[I18n-sig] Re: How does Python Unicode treat surrogates?

Tim Peters tim.one@home.com
Mon, 25 Jun 2001 23:52:24 -0400


[Guido]
> But UTF-16 vs. UCS-4 is not an implementation detail!

[Gaute B Strokkenes]
> Sure it is!  A given chunk of Unicode data is semantically just a
> finite sequence of Unicode scalar values.  The difference between
> UTF-16 and UCS-4 is entirely one of how you are arranging bits and
> bytes to store the same information.  The meaning is exactly the same;
> so it's an implementation detail.

I don't know what possessed Guido to make that claim, but I'm sure he'll
agree after some thought (he must, because you're right <wink>).
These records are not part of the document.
PR #1718, opened 2024-08-08
[RV64_DYNAREC] Fixed register conflict with GETEB macro

xctan:


src/dynarec/rv64/dynarec_rv64_00_3.c
```diff
@@ -499,6 +499,7 @@ uintptr_t dynarec64_00_3(dynarec_rv64_t* dyn, uintptr_t addr, uintptr_t ip, int
             nextop = F8;
             switch((nextop>>3)&7) {
                 case 0:
+                    GETEB(x1, 0);
```
ptitSeb, line 502: Putting code before the "INST_NAME" is not recommanded as it will make the dump a bit strange to read. Can't it be put after?

ksco:
Can we merge this now? I would like to test more with this merged.

PR #1720, opened 2024-08-09
[RV64_DYNAREC] Removed TODOs on GETEX and GETEM macros

ksco:


ptitSeb:
That one should help reduce the size of generated code a bit :)

PR #1722, opened 2024-08-09
[RV64_DYNAREC] Fixed fpu_flags handling and enabled cosim in CI

ksco:


ptitSeb:
Test 6 about threads seems to fail with cosim... or is it random?

ksco:
> Test 6 about threads seems to fail with cosim... or is it random?

It seems random, not sure why, I'll add `--repeat until-pass` option for now.

ksco:
Ah ah, it's okay, tests are running pretty fast, and fail pretty fast too, this PR made the PR 2 minutes longer or so ;)

PR #1743, opened 2024-08-17
[RV64_DYNAREC] Slightly improved LOCK CMPXCHG16B opcode

ksco:


src/dynarec/rv64/dynarec_rv64_f0.c
```diff
@@ -287,6 +287,7 @@ uintptr_t dynarec64_F0(dynarec_rv64_t* dyn, uintptr_t addr, uintptr_t ip, int ni
                         case 0:
                             if (rex.w) {
                                 INST_NAME("LOCK CMPXCHG16B Gq, Eq");
+                                PASS3(dynarec_log(LOG_NONE, "Warning, LOCK CMPXCHG16B is not well supported on RISC-V and issues are expected.\n"));
```
ptitSeb, line 290: Maybe only 1 warning per elf is enough?

ksco: okay, but how? some static variable?

ptitSeb: Yeah, local `static int`...

PR #1749, opened 2024-08-24
[BOX32] [ANDROID] Some Fixes for Android Build

KreitinnSoftware:


KreitinnSoftware:
It's compile correctly but a simple program (test01) don't load

Always give `Faillure to create lib => fail` with BOX64_LOG=2

ptitSeb:
> It's compile correctly but a simple program (test01) don't load
> 
> Always give `Faillure to create lib => fail` with BOX64_LOG=2

Yeah, I ave not ported the `__libc_start` (or whatever name it is, I forgot) wrapped function for Android, that's why it will always fail for now.

KreitinnSoftware:
> > It's compile correctly but a simple program (test01) don't load
> > Always give `Faillure to create lib => fail` with BOX64_LOG=2
> 
> Yeah, I ave not ported the `__libc_start` (or whatever name it is, I forgot) wrapped function for Android, that's why it will always fail for now.

Ah ok

PR #1754, opened 2024-08-24
[ANDROID] Not use 'libbsd.so' as needed lib and don't define NEEDED_LIBS_234 for Android Too, Use BOX64_LD_LIBRARY_PATH instead of LD_LIBRARY_PATH on CTEST

KreitinnSoftware:


ptitSeb:
All Android / Termux tests seems to crash now, can you check?

PR #1756, opened 2024-08-25
[ANDROID] Remove 'libbsd' and 'libpthread', and use their functions directly on libc (since android don't have separated pthread library and libbsd)

KreitinnSoftware:


ptitSeb:
that should not be usefulll actually: the whole point of the NEEDEDLIBS was to force libpthread and libbsd to be loaded with libc. And because wrapped libpthread and libbsd do not load actuall lib but use `dlopen(NULL, ...)` it use current open elf (box64 and libs, so libc and whatever is linkled with it). The current mecanism should do exactly the same. So just add libbsd and libpthread as needed with libc, and ensure the libpthread and libbsd use `dlopen(NULL,...)` in `PRE_INIT` macro and it will just work.

KreitinnSoftware:
> that should not be usefulll actually: the whole point of the NEEDEDLIBS was to force libpthread and libbsd to be loaded with libc. And because wrapped libpthread and libbsd do not load actuall lib but use `dlopen(NULL, ...)` it use current open elf (box64 and libs, so libc and whatever is linkled with it). The current mecanism should do exactly the same. So just add libbsd and libpthread as needed with libc, and ensure the libpthread and libbsd use `dlopen(NULL,...)` in `PRE_INIT` macro and it will just work.

That's true, Then Just revert 'a7c61d8e20d8176ca956b58a4f837c54760ada0b'

PR #1762, opened 2024-08-26
Revert "[ANDROID] Not use 'libbsd.so' as needed lib and don't define NEEDED_LIBS_234 for Android Too, Use BOX64_LD_LIBRARY_PATH instead of LD_LIBRARY_PATH on CTEST"

KreitinnSoftware:
Reverts ptitSeb/box64#1754


KreitinnSoftware:
Some functions on libbsd are needed by wine and it's on android libc, I done a mistake thinking that's no needed

ptitSeb:
But you probably want to re-apply to box64_ld_library_path change later...

KreitinnSoftware:
> But you probably want to re-apply the box64_ld_library_path change later...

Yes, this I will do

PR #1773, opened 2024-08-29
[BOX32][LA64_DYNAREC] Added preliminary box32 support

ksco:


src/dynarec/la64/dynarec_la64_64.c
```diff
@@ -319,9 +319,14 @@ uintptr_t dynarec64_64(dynarec_la64_t* dyn, uintptr_t addr, uintptr_t ip, int ni
...
-                addr = geted(dyn, addr, ninst, nextop, &ed, x2, x1, &fixedaddress, rex, NULL, 1, 0);
-                ADD_D(x4, ed, x4);
-                SDxw(gd, x4, fixedaddress);
+                if (rex.is32bits) {
+                    addr = geted(dyn, addr, ninst, nextop, &ed, x2, x1, &fixedaddress, rex, NULL, 1, 0);
+                    ADDz(x4, ed, x4);
+                    SDxw(gd, x4, fixedaddress);
+                } else {
+                    addr = geted(dyn, addr, ninst, nextop, &ed, x2, x1, &fixedaddress, rex, NULL, 0, 0);
+                    SDXxw(gd, ed, x4);
```
ptitSeb, line 328: How will `SDXxw(...)` works here? x4 will be a full 64bits offset and ed wiil be signed 32bits value. Or is it already signe extended to 64bits?

ksco: addr = ed + x4, all in 64 bit, no matter the data width, so we can’t use it for 32bit.

ptitSeb: so if accessing `gs:[-4]`, x4 will be offsetbase of GS (in unsigned 64bits) and `ed` will be `x2` with a content of 64bits `-4` (and not 32bits `-4` with zeroup)?

ptitSeb: because, on arm64, I'm using `_SXTW` variant of `LDR` for this case...

ksco: yes, but we don't have that variant in LA64 unfortunately.

ptitSeb: There is something I don't understand there. How `ed` can be sign etended here, and not sign extended in other place?

ksco: because if is32bits is true, the memory address has to be restricted in 32bit, else the memory address is a 64 bit value, so no restriction?

ptitSeb: not really: `SDXxw(gd, ed, x4)` will store 32bits value `gd` at 64bits address `ed + x4`.
In the case of `gs:[-4]` , if gs base is, for example `0x100000`, you will store the value at `0x100000+0xfffffffc` so `0x1000ffffc` instead of  `0xffffc`

ptitSeb: but then, what about `[ESP]` with `esp=0xffffffdc` ? will it be also expanded to `0xffffffffffffffdc`?

ptitSeb: there is a specific path for 32bits, ok

PR #1776, opened 2024-08-30
Wrapped 1 more function for libxcb

ksco:


ptitSeb:
Enrelated to this PR: Box32 test on RISC-V is often timing out... Maybe there is something wrong there somewhere?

Something else is bothering me here, though:  Python isn't C, or even Java,
so a slicing gimmick returning raw encoding bytes (call 'em octets if you
must, but they're bytes to me <wink>) favored by Unicode *implementors* is
at the wrong level.  Unicode *users* can't paste this crap together again
efficiently using Python code, because high-volume low-level bit-fiddling is
exactly what Python code is worst at.  So the idea that u[i] (for a Unicode
string u and int i) should ever return meaningless binary blobs at the
*Python* level is just astonishing to me:  Unicode strings in Python are an
end-user feature, not a low-level crutch for Unicode library developers.